All my passwords are saved in my browser, so if someone steals my laptop, and logs into my bank account, they could move a bit of money out, but I'd be dead by then. 
But them being saved and automatically entered in dozens of places I go to with some regularity is a blessing indeed.


----------



## longrider (Apr 21, 2007)

billsharpe said:


> I have considered using a password manager but I would need one that will work on two different computers, an iPod Touch, and a Kindle Fire.


Roboform ( http://www.roboform.com ) possibly will meet your requirements. It definitely works on Windows PC, Mac, and iOS devices and while it does work on Android I dont know about the Android variant that is FireOS


----------



## billsharpe (Jan 25, 2007)

Laxguy said:


> All my passwords are saved in my browser, so if someone steals my laptop, and logs into my bank account, they could move a bit of money out, but I'd be dead by then.
> But them being saved and automatically entered in dozens of places I go to with some regularity is a blessing indeed.


I've got passwords saved in an encrypted file but even there the financial ones have "..." after the first two letters.


----------



## Dude111 (Aug 6, 2010)

James Long said:


> Personally I hate passwords ... but unless you want random people banned and everyone's avatar changed to obscene monkeys I have to have one.

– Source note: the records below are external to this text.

Issue #419, opened 2022-03-09
Unterminated string literal when mocking function with long callback


bbrk24:
I'm mocking a protocol with a function that looks like this:

```swift
func foo(
    completion: @escaping (
        _ bar: Int,
        _ baz: Int,
        _ qux: Int
    ) -> Void
)
```

The generated mocks do not properly remove the line breaks before attempting to put it into a single-line string literal, resulting in the errors `Unterminated string literal`, `Consecutive statements on a line must be separated by ';'`, `Expected expression`, and `'_' can only appear in a pattern or on the left side of an assignment`, several times each.

PR #424, opened 2022-04-30
Print method name using multiline string

sk409:
### Summary

I printed method name using multiline string to fix this issue(#419).

### Problem

Closure parameter separated into multi line had been printed without any transformation.

This led to compilation error like this:

```swift
"foo(completion: @escaping (
            _ bar: Int,
            _ baz: Int,
            _ qux: Int
        ) -> Void)"
```

My solution is to use multiline string liike this:
```swift
"""
    foo(completion: @escaping (
            _ bar: Int,
            _ baz: Int,
            _ qux: Int
        ) -> Void)
    """
```

Thank you for your confirmation.

### DIFF
--- a/Generator/Source/CuckooGeneratorFramework/Templates/MockTemplate.swift
+++ b/Generator/Source/CuckooGeneratorFramework/Templates/MockTemplate.swift
@@ -104,7 +104,9 @@ extension Templates {
     {% endfor %}
     {{ method.accessibility }}{% if container.isImplementation and method.isOverriding %} override{% endif %} func {{ method.name }}{{ method.genericParameters }}({{ method.parameterSignature }}) {{ method.returnSignature }} {
         {{ method.self|openNestedClosure }}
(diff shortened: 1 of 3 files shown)


MatyasKriz (approved):
The changes look good to me, however, would you please add some multiline method to some test class, so that the compiler can verify this as well? 🙂

sk409:
I added some method to test multiline argument method.
If I should fix something, please let me know.

sk409:
I now realize that my solution only works for users who are using space for indentation.😢

MatyasKriz:
> I now realize that my solution only works for users who are using space for indentation.😢

Is there an easy way to fix that? Otherwise I wouldn't dwell on it too much. 😄

MatyasKriz:
Thanks a lot for the PR! I don't think the space problem is too bad, so I'll merge this now. 🙂

sk409:
Thank you for merging.
I think my solution works for those who use space as indentation.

Wouldnt it be neat Jimmy if accounts could be restricted to IP address?? (Than you wouldnt need a password... If someone else tried to login to YOUR ACCOUNT it would deny them seeing the IP is different)


----------



## Stewart Vernon (Jan 7, 2005)

Dude111 said:


> Wouldnt it be neat Jimmy if accounts could be restricted to IP address?? (Than you wouldnt need a password... If someone else tried to login to YOUR ACCOUNT it would deny them seeing the IP is different)

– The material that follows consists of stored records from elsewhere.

PR #430, opened 2022-08-05
Remove unnecessary await expression in MockTemplate

uebo:
Hi, the following warning occurred due to Swift Concurrency support.

`No 'async' operations occur within 'await' expression`

Screen Shot 2022-08-05 at 14 18 17

I think that `crashOnProtocolSuperclassCall()` method is not an async method so I don't need an await clause.

Thanks.


MatyasKriz:
I've added some async methods and it does indeed seem like the await is superfluous in this case. Thanks a lot for your contribution. 🙂 I've merged it and it will be released in the next version shortly.

PR #431, opened 2022-08-16
Breaking change: Make OCMock's default OCMQuantifier consistent to Cuckoo's

MatyasKriz:
This PR breaks the API and as such can't be released in a non-major version.


MatyasKriz:
Merged into SwiftSyntax branch.

Issue #394, opened 2021-06-28
Closure variable generates with error


evgzor:
Xcode 12.5.1
Pod version 1.5.1

public protocol TestProtocol {
    var didWriteValueFor: (_ uuid: CBUUID) -> () { get set }
}

public class Test: TestProtocol {
    public var didWriteValueFor: (_ uuid: CBUUID) -> () = { fffff in }
}

MockGenerates:     

public var didWriteValueFor: (_ uuid: CBUUID) -> () {
        get {
            return DefaultValueRegistry.defaultValue(for: ((_ uuid: CBUUID) -> ()).self)
        }
        
        set { }
        
    }

Mock generates with errors

<img width="787" alt="Screenshot 2021-06-28 at 17 21 44" src="https://user-images.githubusercontent.com/5227456/123652848-52dccb00-d835-11eb-92d8-cdd9f718adc5.png">

MatyasKriz:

Except we all don't have unique IP addresses. IP addresses are assigned to us by our ISP and unless we paid specifically for a static IP (which are very limited at this point anyway) we are assigned one from a pool via DHCP each time we connect so we don't get the same one every time.


----------



## bjdotson (Feb 20, 2007)

Stewart Vernon said:


> Except we all don't have unique IP addresses. IP addresses are assigned to us by our ISP and unless we paid specifically for a static IP (which are very limited at this point anyway) we are assigned one from a pool via DHCP each time we connect so we don't get the same one every time.


 Not to mention, I connect to my bank through multiple locations; home, work, etc


----------